Johanna Maria Catharina Blom
Cristina Benatti
Deborah Mascalzoni
Fabio Tascedda
Luca Pani- 1Department of Biomedical, Metabolic and Neural Sciences, University of Modena and Reggio Emilia, Modena, Italy
- 2Department of Public Health and Caring Sciences, Centre for Research Ethics and Bioethics, Uppsala University, Uppsala, Sweden
- 3Institute for Biomedicine, EURAC Research, Bolzano, Italy
- 4Department of Life Science, University of Modena and Reggio Emilia, Modena, Italy
- 5Department of Psychiatry and Behavioral Sciences, University of Miami School of Medicine, Miami, FL, United States
- 6Relmada Therapeutics, Coral Gables, FL, United States
Editorial on the Research Topic
Digital biomarkers in testing the safety and efficacy of new drugs in mental health: A collaborative effort of patients, clinicians, researchers, and regulators
The papers on this Research Topic demonstrate the necessity of including multiple viewpoints and approaches when considering the importance of digital biomarkers in testing the safety and efficacy of new drugs in mental health. In four excellent contributions, the concept of digital biomarkers in mental health is discussed from various angles. Papers range from defining the role of “bio” in digital biomarkers to explaining the idea beyond the “natural” part to their use in remote self-assessment and the need for regulatory rigor.
The challenge is 2-fold: most mental disorders, such as mood disorders, schizophrenia, and neurodegenerative disorders, such as Alzheimer's, are still classified and diagnosed by their observed symptoms, as little is known about their biological causes, and there is a lack of objective, measurable biological markers. This insufficient understanding poses significant challenges to developing new drugs to treat these diseases and how to test them. Second, when considering new approaches, such as bio-informed digital markers, they must live up to the quality standards of safety and efficacy established for the more traditional assessment strategies.
The ultimate goal is to design truly informative digital biomarkers and demonstrate that they fulfill this challenge. The use of digital biomarkers and digital monitoring has increased considerably and offers a new way to improve diagnostic and therapeutic research and development (1, 2). However, using digital biomarkers and digital phenotyping to inform novel targets for diagnostic and therapeutic intervention requires us to transcend their potential risks because of the lack of clear regulatory support.

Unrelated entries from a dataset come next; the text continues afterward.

PR #291, opened 2018-05-29
GUACAMOLE-566: Replace RESTExceptionWrapper with RESTExceptionMapper

necouchman:
Per the discussion on the mailing list ([1]) this change implements the `GuacamoleExceptionMapper` class that will map all instances of `GuacamoleException` thrown in the web client to a JSON error message.  This works not only for the main REST interfaces but also for any custom-built extension interfaces.  Additionally, I believe I was able to successfully map the rest of the `RESTExceptionWrapper` class into the new class, so I've removed that class entirely.  The interface appears to work fine with that removed, but I very well may have missed corner cases or other items that need to be validated, so that's worth a careful look before this gets merged.

This change does allow the error messages from my custom REST API in GUACAMOLE-38 (#181) to pass through successfully, so, overall, the implementation of the `ExceptionMapper<GuacamoleException>` appears to work well.

[1] - http://mail-archives.apache.org/mod_mbox/guacamole-dev/201805.mbox/%3CCALKeL-PmkxqcmcyC15rBjJ_FZpTHAQqOUHrpyoQsAQA=m9G2xw@mail.gmail.com%3E


guacamole/src/main/java/org/apache/guacamole/rest/GuacamoleExceptionMapper.java
```diff
@@ -0,0 +1,110 @@
...
+     *     The authentication token for the current session, or null if no
+     *     token is present.
+     */
+    private String getAuthenticationToken() {
+
+        @SuppressWarnings("unchecked")
+        Map<String, String[]> parameters = request.getParameterMap();
+
+        for (String paramName : parameters.keySet()) {
+            if (paramName.equals("token")) {
```
mike-jumper: There's no need to iterate over the key set of a `Map` to find the entry having a particular key. Part of the point of a `Map` is the ability to retrieve such an entry by its key.

    parameters.get("token")

In this case, there's no need to go through the map, as you can retrieve the parameter from the request directly:

    request.getParameter("token")

guacamole/src/main/java/org/apache/guacamole/rest/GuacamoleExceptionMapper.java
```diff
@@ -0,0 +1,110 @@
...
+    
+    /**
+     * The logger for this class.
+     */
+    private final Logger logger = LoggerFactory.getLogger(GuacamoleExceptionMapper.class);
+    
+    /**
+     * The request associated with this instance of this mapper.
+     */
+    @Context private HttpServletRequest request;
```
mike-jumper: `@Context` on own line, please.

guacamole/src/main/java/org/apache/guacamole/rest/RESTServiceModule.java
```diff
@@ -83,11 +83,9 @@ protected void configureServlets() {
         bind(AuthenticationService.class);
         bind(AuthTokenGenerator.class).to(SecureRandomAuthTokenGenerator.class);
         bind(DecorationService.class);
-
-        // Automatically translate GuacamoleExceptions for REST methods
-        MethodInterceptor interceptor = new RESTExceptionWrapper();
-        requestInjection(interceptor);
-        bindInterceptor(Matchers.any(), new RESTMethodMatcher(), interceptor);
+        
+        // Get the ExceptionMapper that will rewrite exceptions into JSON.
```
mike-jumper: `bind()` is not "getting" the `ExceptionMapper`. In this case, the original comment is probably still more appropriate.

guacamole/src/main/java/org/apache/guacamole/rest/RESTExceptionWrapper.java
```diff
@@ -1,203 +0,0 @@
...
-        // Translate GuacamoleException subclasses to HTTP error codes
-        catch (GuacamoleException e) {
-            throw new APIException(
-                Response.Status.fromStatusCode(e.getHttpStatusCode()),
-                e
-            );
-        }
-
-        // Rethrow unchecked exceptions such that they are properly wrapped
-        catch (Throwable t) {
```
mike-jumper: There's a good deal of logging and error handling which happens blanketly here (`Throwable`), but will not happen with the new `ExceptionMapper`. This functionality will somehow need to be included.

guacamole/src/main/java/org/apache/guacamole/rest/GuacamoleExceptionMapper.java
necouchman: Ah, of course.

guacamole/src/main/java/org/apache/guacamole/rest/RESTExceptionWrapper.java
necouchman: In that case, seems like this new class should just be renamed to `RESTExceptionMapper` since it isn't just interested in `GuacamoleException` classes.  I'll rework it a bit and add this back in.

guacamole/src/main/java/org/apache/guacamole/rest/GuacamoleExceptionMapper.java
necouchman: That should be better.  Is it worth keeping it in its own method, or better to just throw it in the toResponse() method?

guacamole/src/main/java/org/apache/guacamole/rest/GuacamoleExceptionMapper.java
necouchman: Done.

guacamole/src/main/java/org/apache/guacamole/rest/RESTServiceModule.java
necouchman: Copied/pasted the original comment.

guacamole/src/main/java/org/apache/guacamole/rest/RESTExceptionWrapper.java
necouchman: I reworked it so that it's much more generic overall, and should deal with `Throwable` types.  Let me know if anything needs fixing there.

guacamole/src/main/java/org/apache/guacamole/rest/RESTExceptionMapper.java
```diff
@@ -0,0 +1,118 @@
...
+import org.slf4j.Logger;
+import org.slf4j.LoggerFactory;
+
+/**
+ * A class that maps GuacamoleExceptions in a way that returns a
+ * custom response to the user via JSON rather than allowing the default
+ * web application error handling to take place.
+ */
+@Provider
+@Singleton
```
mike-jumper: Does this have an effect? If so, and `RESTExceptionMapper` is a singleton, that would mean that the `HttpServletRequest` field is shared across all requests (which will cause problems for concurrent requests).

guacamole/src/main/java/org/apache/guacamole/rest/RESTExceptionMapper.java
```diff
@@ -0,0 +1,118 @@
...
+        else
+            logger.error("An internal error occurred, but did not contain "
+                    + "an error message. Enable debug-level logging for "
+                    + "details.");
+            
+        logger.debug("Unexpected error in REST endpoint.", t);
+            
+        return Response
+                .status(Response.Status.INTERNAL_SERVER_ERROR)
+                .entity("Unexpected Internal Error.")
```
mike-jumper: The entity should probably still be an `APIError`, yes? But rather one constructed specifically to represent an internal error?

guacamole/src/main/java/org/apache/guacamole/rest/RESTExceptionMapper.java
```diff
@@ -0,0 +1,118 @@
...
+            
+            if (authenticationService.destroyGuacamoleSession(token))
+                logger.debug("Implicitly invalidated session for token \"{}\"", token);
+        }
+        
+        // Translate GuacamoleException subclasses to HTTP error codes 
+        if (t instanceof GuacamoleException)
+            return Response
+                    .status(((GuacamoleException) t).getHttpStatusCode())
+                    .entity(new APIError((GuacamoleException)t))
```
mike-jumper: Ouch - please add a space between `(GuacamoleException)` and `t`. That `t` is almost invisible. ;)

guacamole/src/main/java/org/apache/guacamole/rest/RESTExceptionMapper.java
necouchman: It has some effect - if you remove it, you get an error during the webapp deployment in Tomcat that it must be a `Singleton`.  What's the best way to test the token expiration?  Log in with two separate sessions, let them expire (60 minutes) and then try to load something and see what happens?  Or is there some other way to trigger the combination of `GuacamoleUnauthorizedException` and destroying the token?

necouchman: According to this StackTrace article, it appears they may use "proxies" (?) to inject the correct request context into the single instance each time an exception is thrown??

https://stackoverflow.com/questions/17766072/jax-rs-jersey-exceptionmapper-context-injection-into-static-singleton-class

So maybe it actually turns out okay??

guacamole/src/main/java/org/apache/guacamole/rest/RESTExceptionMapper.java
necouchman: Yeah, probably so.  Should be good, now.

guacamole/src/main/java/org/apache/guacamole/rest/RESTExceptionMapper.java
necouchman: Spaced.

guacamole/src/main/java/org/apache/guacamole/rest/RESTExceptionMapper.java
mike-jumper: > What's the best way to test the token expiration?

I'd just temporarily modify one of the existing extensions to throw `GuacamoleUnauthorizedException` in some case which you can easily trigger, and verify that doing so invalidates the associated token.

> According to this StackOverfow article, it appears they may use "proxies" (?) to inject the correct request context into the single instance each time an exception is thrown??
>
> https://stackoverflow.com/questions/17766072/jax-rs-jersey-exceptionmapper-context-injection-into-static-singleton-class
>
> So maybe it actually turns out okay??

Yeah, it does seem so. Let's correct the comment in that case, which currently states:

    /**
     * The request associated with this instance of this mapper.
     */
    @Context
    private HttpServletRequest request;

Might be helpful to note that the request object is always request scoped (and will thus always point to the relevant request within `toResponse()`), even for concurrent requests, regardless of the fact it is a field on a singleton.

mike-jumper:
Errr ... side note: might want to reword 85140e6 - it points to GUACAMOLE-513, not GUACAMOLE-566.

BUT! Other than that ... we're good.

necouchman:
> Errr ... side note: might want to reword 85140e6 - it points to GUACAMOLE-513, not GUACAMOLE-566.

Haha, oops.  Should be fixed, now.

The plan to attack this challenge requires serious collaboration between experts from different fields and calls for creating a platform that supports research across various areas that consider multiple angles. Collaborating with experts will help gain high-quality input into the design, testing, and validation of digital biomarkers and facilitate the development of new medicines for mental health.
We must agree on a common language to reach a consensus and the highest impact. When defining a biomarker, two aspects should be considered: its Identity: the name of the biomarker includes the specific analyte (e.g., fibrinogen), anatomic feature (e.g., joint angle), or physiological characteristic (e.g., blood pressure); and its Biologic Plausibility: the biological, physiological, or pathological pathway defining the association of the biomarker with the disease or condition of interest. Next, measurement methods should be clearly defined, and more importantly, we should consider using the (digital) biomarker.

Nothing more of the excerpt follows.